The ECA policy has been studied by both academia and the maritime industry as an essential emission control strategy. Doudnikoff et al. [16] found decreasing the sailing speed inside ECAs and increasing the sailing speed outside ECAs to be beneficial for cost reduction, but this method increased total CO₂ emissions. Adland et al. [17] discovered that a tougher fuel sulfur content limit in the North Sea region did not affect ships’ sailing speeds. Furthermore, once ECAs were introduced, a ship might no longer sail along the shortest route, as there might be another route that was longer but had a smaller proportion within the ECAs, leading to lower total costs. This phenomenon was referred to as “ECA refraction” by Fagerholt and Psaraftis [18], who considered a discrete set of candidate sailing routes and proposed a mixed-integer programming model to determine the sailing route and speed required for a ship to minimize its fuel costs. Svindland [19] compared SO₂ emissions before and after the adoption of the ECA policy and concluded that SO₂ emissions decreased after the policy was implemented.

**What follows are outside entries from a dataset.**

PR #115, opened 2012-04-11
Add past query

domenc:
Add string: "Query result for: [STRING]" on search page

### DIFF
--- a/piplmesh/frontend/templates/plain.html
+++ b/piplmesh/frontend/templates/plain.html
@@ -1,8 +1,13 @@
 {% extends "base.html" %}
 
+{% load i18n %}
+
 {% block body %}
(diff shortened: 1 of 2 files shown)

The majority of studies on the ECA policy has focused on the optimization of ships’ sailing routes and speeds and on the policy’s effects on the environment. We note that China’s DECA is different from ECAs in Europe and North America, whereas the current DECA width in China provides great opportunities for ships to detour. Therefore, the current DECA policy cannot achieve the sulfur reduction target, which has been investigated by Wang and Peng [2]. Based on their work, we aim to design the optimal DECA policy in China’s coastal areas (i.e., optimizing the width from the boundary of the DECA to the coastline) while considering ship operators’ decisions regarding their ships’ sailing routes and speeds between two ports inside the DECA.

3. Method

In this section, we first describe the problem to be studied in detail. We then develop a bi-level programming model that simultaneously captures and optimizes ship operators’ decisions regarding their ships’ sailing routes and speeds and helps policy makers formulate the optimal policy. Finally, we use automatic identification system (AIS) data to calculate ships’ fuel oil consumption and sulfur emissions per hour under different discrete speeds using the activity-based method.

3.1. Problem Statement

From the perspective of the government, bypassing the DECA is legal but deviates from the original intention of establishing the DECA to reduce the sulfur emissions near coastal areas. This study aims to assist the government in finding the optimal DECA width that can achieve the expected goals among a set of DECA width scenarios. In order to achieve this goal, we need to consider different ship operators’ decisions regarding their ships’ sailing routes and speeds under each scenario, as ships may differ in attributes that can affect their fuel consumption and sulfur emissions. To facilitate our presentation, following the modelling method of Fagerholt et al. [11], we assume that there are several given candidate shipping routes between two ports inside the DECA, including the shortest shipping route along the coastline (which only contains a DECA stretch) and several shipping routes containing both DECA stretches and non-DECA stretches. For a certain ship and a given shipping schedule, the corresponding ship operator determines the optimal sailing route and the optimal sailing speeds in different stretches on the route. For example, as shown in Figure 2, suppose that there are three shipping routes from port A to port B, namely routes 1, 2, and 3. If the ship chooses route 1, it will use ULSFO throughout the voyage. However, if the ship chooses route 2 or 3, which include two DECA stretches and one non-DECA stretch, it will need to switch fuel when leaving and re-entering the DECA. We note that switching fuels requires time, and the time required can vary from a few hours to 3 days, depending on the ship’s condition, the type of fuel and fuel pipe system, and the experience of the operators [2]. During the period that a ship switches from VLSFO to ULSFO to re-enter the DECA, the ship is required to lower the main engine power by slow sailing. Therefore, switching fuels affects the detour behaviors and sailing speeds, and we consider this in our model. In contrast, we do not consider the fuel-switching period when the ship leaves the DECA. The time required to switch to VLSFO after leaving the DECA is much shorter and can thus be ignored [2].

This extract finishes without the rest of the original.